Prompt: Your reply should contain only the line with "Support setting a" and the lines after it through the end of the data, each written out exactly.

Data excerpt:
--------------------------------

PR #369, opened 2026-06-03
Support setting a fallback when auto selecting or fixing an engine

mrmara:
This PR refactors duplicated and brittle logic from the install and post-refresh hooks across inference snaps. Previously, failed hardware observability checks in these hooks could break installations by failing to set an active engine.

--------------------------------

Task result:
Support setting a fallback when auto selecting or fixing an engine

mrmara:
This PR refactors duplicated and brittle logic from the install and post-refresh hooks across inference snaps. Previously, failed hardware observability checks in these hooks could break installations by failing to set an active engine.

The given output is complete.